1: Sind Krebsscheren gefährlich für Fische ode Krebse bzw. können diese sich daran velretzen?? Hab nix in eurem Forum dazu gefunden und habe bisherg ehört nein sie seien nicht gefährlich jedoch wollt ich hier auf numemr sicher gehen und die Experten fragen?

2en __ Wasserstern soll ich ihn Freischwimmen lassen oder in kies bzw. Teicherde setzen? Mir wurde Teicherde von einem onlinepflanzenshop empfohlen hier lese ich jedoch das zuviel teicherde algebildung fördert?

Sollte ich vieleicht ein sandlehmgemisch am grund meiens teiches auslegen? (zur zeit sind etwa 15 kg aquariumkies und 1-2 kg zierkies drinne.
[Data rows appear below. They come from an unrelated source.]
PR #217, opened 2020-09-24
Remove global partitioning from our HYPRE builds

jamiebramwell:
This removes the global partitioning option that we had patched into the hypre spack package. This option is generally not scalable and it causes issues with creating Hypre matricies from block systems. The default install directory has also been added to the `.gitignore` file.


jamiebramwell:
LGTM

joshessman-llnl (approved):

jandrej (approved):

jamiebramwell:
For some reason, this is failing the gcc TPL install on quartz. 🤷

jamiebramwell:
LGTM

jamiebramwell:
I believe the azure failure is due to a microsoft outage.

PR #219, opened 2020-09-25
Detect clang-format-10 on Debian/Ubuntu

### LINKED ISSUE #198: Check if clang-format-10 exists in uberenv
On non-LC systems, we should check if clang-format-10 exists, and append it to the host config if it does.

joshessman-llnl:
To my knowledge no current serac users use a distro that is not Ubuntu or Debian (when not on LC).  If/when this changes we can check the version of the binary as described in my comment.

It may also be useful to add an option to the `blt_add_code_checks` macro to require a particular version of `clang-format` and explicit version options for the other formatting tools BLT supports, e.g. `astyle`.

Resolves #198

### DIFF
--- a/scripts/uberenv/packages/serac/package.py
+++ b/scripts/uberenv/packages/serac/package.py
@@ -410,9 +410,14 @@ class Serac(CMakePackage, CudaPackage):
         else:
             cfg.write(cmake_cache_option("ENABLE_DOCS", False))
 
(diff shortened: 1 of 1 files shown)


jamiebramwell (approved):

white238 (approved):

joshessman-llnl:
LGTM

3. Beim __ Nadelkraut die gleiche Frage soll ich es einsetzen, freischwimmen lassen oder in Teicherde? jeder sagt was anderes OO 

Also ich habe fische im Teich und möchte möglichst klares wasser!

4. Hat wer die Gelbe Gaugklerblume in 5 cm tiefes wasser mit teicherde von euch gesetzt oder soltle man sie lieber in normale erde und nicht im teichrand setzen?

Mfg Real---Film---Erpel


----------



## Eugen (6. Aug. 2008)

*AW: Frage zu  Nadelkraut,  Wasserstern,  Krebsschere und Gelbe Gauglerblume*

Hallo Adrian,

zu (1)  Da ich keine Fische,aber jede Menge Krebsscheren habe, kann ich es dir nicht genau sagen.
Aber ich kenne einen Koibesitzer,der Krebsscheren an seine Kois verfüttert.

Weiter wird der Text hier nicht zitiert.